PR #319, opened 2019-08-07
Make the C++ mappings of orderable Spanner types also orderable

devbww:
Add all relational operators to `Date` and `Value::Bytes`, so
that the ordering of each Spanner types is now reflected in the
ordering of its C++ mapping.

---
This change is [Reviewable](https://reviewable.io/reviews/googleapis/google-cloud-cpp-spanner/319)

### DIFF
--- a/google/cloud/spanner/value.h
+++ b/google/cloud/spanner/value.h
@@ -185,7 +185,7 @@ class Value {
    *
    * This struct is a thin wrapper around a `std::string` to distinguish BYTES
    * from STRINGs. The `.data` member can be set/get directly. Consructors and
-   * equality operators are provided for convenience and to make `Bytes` a
+   * relational operators are provided for convenience and to make `Bytes` a
    * regular type that is easy to work with.
    */
   struct Bytes {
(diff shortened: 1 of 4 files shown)


google/cloud/spanner/value.h
```diff
@@ -203,12 +203,18 @@ class Value {
...
     ///@}
 
-    /// @name Equality
+    /// @name Relational operators
     ///@{
     friend bool operator==(Bytes const& a, Bytes const& b) {
       return a.data == b.data;
     }
     friend bool operator!=(Bytes const& a, Bytes const& b) { return !(a == b); }
+    friend bool operator<(Bytes const& a, Bytes const& b) {
```
devjgm: I think less-than on a bytes data type is weird and the semantics are not obvious. Can we provide a link in the docs to where Spanner documents what this means?

devbww: As discussed offline, it appears there is no clear specification of Spanner type ordering (although it is acknowledged that there should be).  So, just added comments asserting that std::string comparison correctly models Spanner BYTES comparison, and updated the test case to cover the signed -v- unsigned char issue.

google/cloud/spanner/value.h
```diff
@@ -203,12 +203,20 @@ class Value {
...
+      // Note that std::string::operator<() behaves as if the chars were
+      // unsigned, which is exactly how Spanner BYTES values compare.
```
devjgm: This comment seems like it should be in the `Bytes` class docs for users to see.

devbww: Moved up.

**Task instructions:**
Please go through the data above and copy every line that has the word "return".

**Finished exercise:**
       return a.data == b.data;
     friend bool operator!=(Bytes const& a, Bytes const& b) { return !(a == b); }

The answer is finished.